— Given data —
= Beginning of Section =
PR #222, opened 2024-11-07
NvOFInstanceD3D12: Implement input/output fence points

liam-middlebrook:
Needed for older versions of nvngx_dlssg.dll where OF buffer registration was synchronized with GPU work.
= End of Section =
— Your instructions —
Would you return all of the data exactly as given?

— The answer —
PR #222, opened 2024-11-07
NvOFInstanceD3D12: Implement input/output fence points

liam-middlebrook:
Needed for older versions of nvngx_dlssg.dll where OF buffer registration was synchronized with GPU work.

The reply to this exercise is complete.